A standoff ensued and the Grand Forks police SWAT team made a call to a local Air Force base where they knew a Predator drone was deployed by the Department of Homeland Security. About three years before the Brossart incident, the police department had signed an agreement with DHS for the use of the drone.
No sooner did the call come in than the drone was airborne and Brossart’s precise location was pinpointed with laser-guided accuracy. The machine-gun toting SWAT officers rushed in, tased then arrested Brossart on various charges including terrorizing a sheriff, and the rest is history. Literally.
As the matter proceeds through the legal system, Bruce Quick, the lawyer representing Brossart, is decrying the “guerilla-like police tactics” used to track and capture his client, as well as the alleged violation of the Fourth Amendment’s protection against unwarranted searches and seizures.

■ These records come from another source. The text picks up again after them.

PR #7806, opened 2021-06-16
update missing and extra word algorithms to handle two-word changes

emilia-friedberg:
## WHAT
Update the missing and extra word algorithms to handle two-word changes.

## WHY
Devin noticed that this algorithm wasn't catching two-word changes and she and Peter Gault agreed that it probably made sense to update it to do that.

## HOW
Just increase the max change length from 2 to 3, and the total number of changes from 1 to 2 so that you can add or remove up to two words, sequentially or otherwise, and still have the algorithm match.

### Screenshots

### Notion Card Links
https://www.notion.so/quill/Connect-Algorithm-Issues-Extra-word-and-missing-word-algorithms-not-working-if-more-than-1-error-is--6f154a793d1b487390ade4f049eb397a

PR Checklist | Your Answer
------------ | -------------

### DIFF
--- a/packages/quill-marking-logic/src/libs/matchers/change_object_match.ts
+++ b/packages/quill-marking-logic/src/libs/matchers/change_object_match.ts
@@ -10,6 +10,8 @@ import {conceptResultTemplate} from '../helpers/concept_result_template'
 import {getFeedbackForMissingWord} from '../helpers/joining_words_feedback'
 import {sortByLevenshteinAndOptimal} from '../responseTools'
 
+const CHANGED_WORD_MAX = 3
+
 export interface TextChangesObject {
   missingText: string|null,
   extraneousText: string|null,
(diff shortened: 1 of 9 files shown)


packages/quill-marking-logic/src/libs/matchers/change_object_match.ts
```diff
@@ -10,6 +10,8 @@ import {conceptResultTemplate} from '../helpers/concept_result_template'
 import {getFeedbackForMissingWord} from '../helpers/joining_words_feedback'
 import {sortByLevenshteinAndOptimal} from '../responseTools'
 
+const CHANGED_WORD_MAX = 3
```
dandrabik, line 13: This constant makes the code much more readable, thanks for adding! You could consider making this `2` and changing the logic to `<=` since 2 words is really the max.

anathomical (approved):
I love the detailed extra tests covering cases of in order and out of order.

happythenewsad (approved):

dandrabik (approved):
Looks good. One small comment about changing a var name, but looks good to me.

I also wonder if this would require us to run rematch all for questions, since it would change some core logic.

While the police admittedly possessed an apparently valid search warrant, Quick asserts that no such judicial go-ahead was sought or obtained for the use of the Predator to track the suspect. Therein lies the constitutional rub.
In an interview with the press before the trial began, Quick claimed that the police exceeded their authority in several instances, especially when they decided to go around the Fourth Amendment and illegally search Brossart’s farm.
"The whole thing is full of constitutional violations," he declared.